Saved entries
━━━━━━━━━━
PR #534, opened 2019-12-21
New feature:  real-time multiple object tracking based DLC mode

ehsainit:
pjimage

### Goal & workflow 
The goal is to extend DLC to support real-time multiple object tracking. For simplicity and efficiency, a traditional tracking by detection approach was introduced.

The DLC network detects a scale of high probabilities representing animals or look-alike objects, which allows modeling the score-map as a function with multiple local maxima.

graph 

Afterwards, candidates _detections_ will be collected from the score-maps, all of the candidates will be assigned as new _births_ ,  each having a unique identity, [Kalman filter](https://de.wikipedia.org/wiki/Kalman-Filter) instance initialized with the first _detection_ , a constant signifying the amount of skipped frames because of no available _detection_ and a unique color. After that, the _detection_-_track_-association problem is solved using the Hungarian algorithm. Only motion-information ([Mahalanobis distance](https://en.wikipedia.org/wiki/Mahalanobis_distance)) is used.
Next, the _tracks_ will be maintained and updated using the matched detection, only if their motion metric value is reasonable (e.g.  not too high), otherwise, they will be re-assigned. _Detections_ with no existing _tracks_ will be assigned as _births_. 
Finally the matched _tracks_ Kalman filter instances will be updated using their correspondent's _detection_.  To deal with the unmatched _tracks_, we keep track using the _a priori_ information that their Kalman filter instances hold. If they remain unmatched up tp certain number of frames they will be assigned as _deaths_.

p4

**Note**: This was done in the course of my studies as a Bachelor's project in the [Straw Lab](https://strawlab.org/) at the University of Freiburg. The Straw Lab is interested in real-time flies tracking , so the cost metric & other stuff were specifically chosen with the regard to the input.

### Glossary:
- **_Detection_** : an instance of the class Detection, contains coordinates , height and width of a local maximum extracted from the score-map
- **_Track_** : an instance of the class Track, contains information about an associated _detection_ 's coordinates  or predicted coordinate, associated color.
-  **_Birth_** : new _track_ instance, i.e. new animal or object detected  by the NN and was not associated with any existing _tracks_
-  **_Death_** : an existing _track_ instance with a skipped frame number greater than a threshold, i.e. the animal or the object no longer detected. Therefore deleted.
 
### Steps:

At time step _t_, for a processed frame: 

1. DLC inference returns a score-map which contain probability information about the processed frame
2. Maximum and minimum filters are applied to extract the **n** objects with probability greater than a threshold (i.e. local maxima) & assigned as _detections_
[...]

PR #736, opened 2020-06-10
New feature: TrackByDetection - real-time multiple objects tracker 

ehsainit:
### Goal & workflow 
The goal is to extend DLC to support real-time multiple instances-of-one-object tracking. For simplicity and efficiency, a traditional tracking by detection approach was introduced.

## How does it work ?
━━━━━━━━━━
EXERCISE DETAILS: All lines from the opening of the records through the line where "- **_Detection_** : an" occurs are to be output verbatim. No other line belongs in the answer.

REPLY TO THE TASK:
PR #534, opened 2019-12-21
New feature:  real-time multiple object tracking based DLC mode

ehsainit:
pjimage

### Goal & workflow 
The goal is to extend DLC to support real-time multiple object tracking. For simplicity and efficiency, a traditional tracking by detection approach was introduced.

The DLC network detects a scale of high probabilities representing animals or look-alike objects, which allows modeling the score-map as a function with multiple local maxima.

graph 

Afterwards, candidates _detections_ will be collected from the score-maps, all of the candidates will be assigned as new _births_ ,  each having a unique identity, [Kalman filter](https://de.wikipedia.org/wiki/Kalman-Filter) instance initialized with the first _detection_ , a constant signifying the amount of skipped frames because of no available _detection_ and a unique color. After that, the _detection_-_track_-association problem is solved using the Hungarian algorithm. Only motion-information ([Mahalanobis distance](https://en.wikipedia.org/wiki/Mahalanobis_distance)) is used.
Next, the _tracks_ will be maintained and updated using the matched detection, only if their motion metric value is reasonable (e.g.  not too high), otherwise, they will be re-assigned. _Detections_ with no existing _tracks_ will be assigned as _births_. 
Finally the matched _tracks_ Kalman filter instances will be updated using their correspondent's _detection_.  To deal with the unmatched _tracks_, we keep track using the _a priori_ information that their Kalman filter instances hold. If they remain unmatched up tp certain number of frames they will be assigned as _deaths_.

p4

**Note**: This was done in the course of my studies as a Bachelor's project in the [Straw Lab](https://strawlab.org/) at the University of Freiburg. The Straw Lab is interested in real-time flies tracking , so the cost metric & other stuff were specifically chosen with the regard to the input.

### Glossary:
- **_Detection_** : an instance of the class Detection, contains coordinates , height and width of a local maximum extracted from the score-map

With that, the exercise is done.